For more details, see the page on clustered experiments

Pre-authentication experiments

In many real world use cases, a stable user_id is not available at time of assignment. In this case, a cookie or device ID (generally referred to as anonymous_id) is used to track experiment assignments. You may however want to connect down-funnel metrics that are only tracked with user_id.

Secondary IDs can help here. In addition to adding anonymous_id as the subject key ID, you can add user_id as a secondary ID:

ColumnType in Eppo
assignment_timestampTimestamp
anonymous_idExperiment subject ID
experimentExperiment key
variantVariant
user_idSecondary ID

Any experiment analysis that uses this Assignment SQL Definition will have both anonymous ID and user-level metrics available. User metrics will be attributed back to the first associated anonymous ID in the assignment table. For more details, see the page on analyzing anonymous user experiments.

Email marketing experiments

When analyzing email marketing experiments, it's common to measure both overall user level metrics (engagement, revenue, retention, etc.) and campaign-specific metrics (click through rate, unsubscribes, etc.). In this case you may want to join only on user_id in some cases, and email_send_id in other cases. This is also supported by secondary IDs:

ColumnType in Eppo
assignment_timestampTimestamp
user_idExperiment subject ID
experimentExperiment key
variantVariant
email_send_idSecondary ID

Similar to the pre-authentication use case described above, experiment analyses that use this assignment source can measure both user-level metrics and campaign specific metrics.

Assignment deduplication

Eppo will automatically deduplicate assignment logs from the same subject-experiment pair by only considering the first record in the experiment's date range. Eppo will also gracefully handle scenarios where assignment data varies over time for the same subject. Details are described below.
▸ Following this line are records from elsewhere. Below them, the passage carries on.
PR #1125, opened 2018-05-22
Fix reading a CRAM with an index from a non-File Path.

cmnbroad:
Fix for GATK issue https://github.com/broadinstitute/gatk/issues/3669. Testing the change requires opening a CRAM through a Path that is backed by something that isn't a File. The newly added test, which simulates this condition, fails without this change. Is there a better way to force execution of this code path without adding any additional dependencies ?

### DIFF
--- a/src/main/java/htsjdk/samtools/SamReaderFactory.java
+++ b/src/main/java/htsjdk/samtools/SamReaderFactory.java
@@ -406,7 +406,17 @@ public abstract class SamReaderFactory {
                             referenceSource = ReferenceSource.getDefaultCRAMReferenceSource();
                         }
                         if (sourceFile == null || !sourceFile.isFile()) {
-                            primitiveSamReader = new CRAMFileReader(bufferedStream, indexFile, referenceSource, validationStringency);
+                            final SeekableStream indexSeekableStream =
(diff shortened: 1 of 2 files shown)


lbergelson:
@cmnbroad We typically write a test using jimfs in the case were we want a `Path` that is definitely not a File.  It's already a test dependency.  There are a bunch of example tests already in `CRAMComplianceTest` `IOUtilTest` and `SAMFileWriterTest`.  It's an in memory file system, you basically just create a file system, get a Path into the newly created filesystem, and then copy in files and use them like normal.  Just be sure to close the filesystem when the test finishes or it will eat memory until the process ends.

lbergelson:
@cmnbroad I'm terrified of editing this method.  It's such a mess.  I'm going to run the gatk tests against this change and see if anything falls over because I don't trust my ability think through all the cases on this thing.

cmnbroad:
@lbergelson Yeah, I tried to make the smallest possible change I could, but its definitely hard to modify this method.

lbergelson:
@cmnbroad Thank you.

lbergelson:
this will fix broadinstitute/gatk#3669 when updating to htsjdk 2.16.0

PR #1129, opened 2018-05-24
Add an optimised version of CramContainerIterator

tomwhite:
### Description

An optimized version of CramContainerIterator that only reads the header for each container. The motivation for this change is to make it possible to find CRAM container offsets without having to decompress the blocks in the container. See #1112

### Checklist

- [ ] Code compiles correctly
- [ ] All tests passing


lbergelson:
@cmnbroad Could you review this one when you get a chance?
@tomwhite The tests are failing because `CramContainerHeaderIteratorTest` doesn't extend `HtsJdkTest`.   If it doesn't extend that then it may not be picked up by the test runner, so there is a test that checks for test files that don't extend it...

tomwhite:
Made the test extend `HtsJdkTest`.

src/test/java/htsjdk/samtools/CramContainerHeaderIteratorTest.java
```diff
@@ -0,0 +1,56 @@
...
+            Assert.assertEquals(headerOnlyContainer.containerByteSize, fullContainer.containerByteSize);
+            Assert.assertEquals(headerOnlyContainer.sequenceId, fullContainer.sequenceId);
+            Assert.assertEquals(headerOnlyContainer.alignmentStart, fullContainer.alignmentStart);
+            Assert.assertEquals(headerOnlyContainer.alignmentSpan, fullContainer.alignmentSpan);
+            Assert.assertEquals(headerOnlyContainer.nofRecords, fullContainer.nofRecords);
+            Assert.assertEquals(headerOnlyContainer.globalRecordCounter, fullContainer.globalRecordCounter);
+            Assert.assertEquals(headerOnlyContainer.bases, fullContainer.bases);
+            Assert.assertEquals(headerOnlyContainer.blockCount, fullContainer.blockCount);
+            Assert.assertEquals(headerOnlyContainer.landmarks, fullContainer.landmarks);
+            Assert.assertEquals(headerOnlyContainer.checksum, fullContainer.checksum);
```
cmnbroad: Can you add an equality assert here for container.offset.

src/main/java/htsjdk/samtools/cram/build/CramContainerHeaderIterator.java
```diff
@@ -0,0 +1,85 @@
...
+public class CramContainerHeaderIterator implements Iterator<Container> {
+  private CramHeader cramHeader;
+  private SeekableStream inputStream;
+  private Container nextContainer;
+  private boolean eof = false;
+  private long offset = 0;
+
+  public CramContainerHeaderIterator(final SeekableStream inputStream) throws IOException {
+    cramHeader = CramIO.readCramHeader(inputStream);
+    offset = inputStream.position();
```
cmnbroad: In looking at this I noticed that the existing `CramContainerIterator` doesn't correctly set the offset as you're ding here (it fails to account for the size of the Cram header, so the first real container has it's offset set to 0 - all of them are off after that). If we fix that, then this class can be a subclass of that one, and we won't have to duplicate the rest of the implementation. Plus we won't have to artificially constrain the stream to be a `SeekableStream`.

cmnbroad: I wanted to explore this a bit since I'm a little surprised the existing `CramContainerIterator` doesn't cause problems due to the bad offsets. Anyway, here is a [commit](https://github.com/cmnbroad/htsjdk/commit/d128c26f7ed6fae425380a515da3ce56655e2d24) with my proposed fix - see what you think.

src/main/java/htsjdk/samtools/cram/io/InputStreamUtils.java
```diff
@@ -77,4 +77,29 @@ public static void readFully(final InputStream inputStream, final byte[] b, fina
...
     }
+
+    /**
+     * Skip the specified number of bytes from the {@link InputStream}.
+     * @param in the input stream to skip bytes from
+     * @param length the number of bytes to skip
+     * @throws IOException  as per java IO contract
+     * @throws EOFException if there is less than length bytes in the stream
+     */
+    public static void skipFully(final InputStream in, final long length) throws IOException {
```
cmnbroad: Can we add a positive test, plus one that fails to consume the entire length.

src/main/java/htsjdk/samtools/cram/build/CramContainerHeaderIterator.java
tomwhite: Your fix is a great improvement - it simplifies the new code and fixes a previous issue with the code. Thank you!

tomwhite: BTW I had a quick look at why this wasn't detected before. I changed the code in Squark that uses CramContainerHeaderIterator to use CramContainerIterator - and for small CRAM files it still works, most likely because a Chunk that starts at the start of the file, rather than the first offset, works in the same way. For large CRAM files the offsets don't work however and the code throws an exception.

So it may be that testing on small CRAM files has masked this bug. CRAM indexes written with the old code may be invalid though.

lbergelson:
@tomwhite Thank you.

PR #1135, opened 2018-05-30
removing new finals in AbstractIndexedFastaSequenceFile

lbergelson:
* a number of methods that were previously non final when they were
defined in IndexFastaSequenceFile were made final when they moved to
AbstractIndexedFastaSequenceFile
* this was an overlooked API change that causes problems for existing
subclasses of IndexFastaSequenceFile
* removing final from all newly final methods except for isIndexed()


magicDGS:
Oops, sorry for that. I always forget that almost every public class is public API in htsjdk because they aren't final. Looks good to me!

lbergelson:
@magicDGS It's tricky to tell these things by eye.  No harm done.

PR #1136, opened 2018-05-31
Add wrapper class AutoClose to allow classes that aren't AutoCloseable to be used in a try-with-resources block

pshapiro4broad:
### Description

- add wrapper class `AutoClose` to allow classes that aren't `AutoCloseable` to be used in a try-with-resources block, by using CloserUtil.

- minor cleanups to `CloserUtil`

### Checklist

- [x] Code compiles correctly
- [x] All tests passing

### DIFF
--- a/src/main/java/htsjdk/samtools/util/AutoClose.java
+++ b/src/main/java/htsjdk/samtools/util/AutoClose.java
@@ -1,0 +1,26 @@
+package htsjdk.samtools.util;
+
+/**
+ * Use this class to enable using try-with-resources on objects that do not implement AutoCloseable but
+ * do have a close() method.
+ *
+ * <pre>{@code
+ * try (AutoClose<Connection> auto = new AutoClose<>(makeConnection()) {
+ *     Connection conection = auto.object;
+ *     ...
+ * }}
+ *</pre>
+ */
+public class AutoClose<T> implements AutoCloseable {
+
+    public final T object;
+
+    public AutoClose(T object) {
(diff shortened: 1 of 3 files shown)


lbergelson:
@pshapiro4broad Why don't we just implement Closeable on the objects we want to close?  Are there specific classes you're thinking of?  This, and CloserUtil itself, seem like a bizarre hack for a situation we could probably fix in less unexpected way.   Maybe I just don't understand the use case though.

pshapiro4broad:
I needed this when adding liquibase migrations to picard-private because liquibase's database connections object `liquibase.database.DatabaseConnection` is not `AutoCloseable`. When I went to write this wrapper, it seemed like it should go next to `CloserUtil` since it was a thin wrapper around it.

But I agree that for any type we define, there's no reason not to make properly auto closeable. At one point I tried to get rid of `CloserUtil` and found that most cases are using it to (1) bypass a null check and (2) avoiding the checked exception on `close()`. It's probably worth taking another look at removing CloserUtil.

lbergelson:
@pshapiro4broad I see, that makes more sense.  I'd advocate for us getting rid of CloserUtil rather than expanding support for it.  I think it might make sense for this to live in picard-private unless there's a strong desire for it here.

lbergelson:
@pshapiro4broad Going to close this one because of my general philosophical objects to expanding support for CloserUtil.  I want to make it easier to deprecate it rather than harder.

PR #1142, opened 2018-06-06
restoring SRA support by updating the backing library

lbergelson:
* the underlying ngs-java library that supplies SRA support required updating in order to continue connecting to the SRA servers
* fixes SRA tests and restores support
* update ngs-java 1.2.4 -> 2.9.0

### DIFF
--- a/build.gradle
+++ b/build.gradle
@@ -41,7 +41,7 @@ dependencies {
     compile "org.xerial.snappy:snappy-java:1.1.4"
     compile "org.apache.commons:commons-compress:1.4.1"
     compile "org.tukaani:xz:1.5"
-    compile "gov.nih.nlm.ncbi:ngs-java:1.2.4"
+    compile "gov.nih.nlm.ncbi:ngs-java:2.9.0"
 
     testCompile "org.scala-lang:scala-library:2.12.1"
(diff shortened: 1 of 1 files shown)


lbergelson:
@cmnbroad I was recently recontacted about SRA support.  They published a new version of the library which seems to restore support for SRA ( at least according to the tests).

lbergelson:
SRA tests now pass with this branch.

```
SRATest:
- testCounts(SRR2096940,10591,498)
- testCounts(SRR000123,0,4583)

... etc

===============================================
Command line suite
Total tests run: 35, Failures: 0, Skips: 0
===============================================
```

cmnbroad:
@lbergelson The change looks simple enough. Should we keep the SkipException tests and the exclusion for SRA when running tests locally ? Just checking to make sure there isn't anything else that needs to be be re-enabled.

lbergelson:
@cmnbroad I'm not sure what to do with the skip.. it's kind of a flakey test since it's over the internet, so the skip keeps it from randomly failing, but we also don't get alerted to it...  Maybe we could move it to a separate test matrix entry?

We should keep them as separate tests I think, some people don't like the auto-download of code that happens when you run them.

cmnbroad:
Sounds like we should keep them as i for now at least.

Issue #1077, opened 2020-11-12
Allow opt out of multiple arguments per option flag


sfoslund:
The old parser used in the .NET CLI had behavior such that to specify multiple values for an option you had to include the option flag before each one:
`--source source1 --source source2 argument`
With System.CommandLine, we're able to specify options one after another without re-specifying the option flag:
`--source source1 source2 argument`
This creates confusion in the following case:
`--source source1 argument`
With existing CLI behavior, `argument` is treated as a command level argument whereas with existing system command line behavior it's treated as another argument to the `--source` option. It would be great is there's a way to opt out of this behavior to avoid breaking changes to the CLI. cc @jonsequitur

PR #1079, opened 2020-11-17
Allow opting out of multiple arguments per option flag

sfoslund:
Fixes https://github.com/dotnet/command-line-api/issues/1077. This contains a change to IOption, which is obviously not ideal so let me know if you have an alternate approach you would suggest @jonsequitur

Scenario 1: Subject has assignment events corresponding to more than one variation

In some situations a subject might receive multiple variants within the same experiment. This should be very rare in Eppo-randomized experiments, but may happen in experiments randomized externally from Eppo. In this case, Eppo will automatically filter these subjects out of the experiment results. If the number of subjects filtered exceeds a threshold, a diagnostic alert will appear on the experiment results page.

Scenario 2: Assignment property values change over the course of the experiment

A more common situation is that a subject moves from one segment to another over the course of an experiment. Examples include users that travel from one geographical region to another, or users that move from one user persona to another. When this occurs, Eppo will use the property's value at the time the subject was first assigned to the experiment. This makes results easier to interpret and ensures that there is no data leakage in CUPED.

Updating Assignments

You can update assignments by clicking the Edit button to access the Assignment SQL. At this point you can edit the SQL as you like, but the mapping fields will be locked down until the SQL is validated with a run.

Pressing the Run button will enable the mapping fields. Click Save & Close to save any changes made in either the SQL or mapping.

note

Any running experiments with assignment based on the updated Assignment SQL will automatically fully refresh on the next experiment update.

Deleting Assignments

You can delete or mark as deprecated an Assignment SQL. First, access the Assignment SQL by clicking the Edit button.

If the assignment is being used, you can click Mark as deprecated; you will see a list of active experiment using that Assignment SQL. New experiments will not be able to use that fact.

To delete an unused Assignments SQL, click Delete Assignment SQL from the overflow menu.

For either action, a confirmation modal will appear detailing the experiments impacted.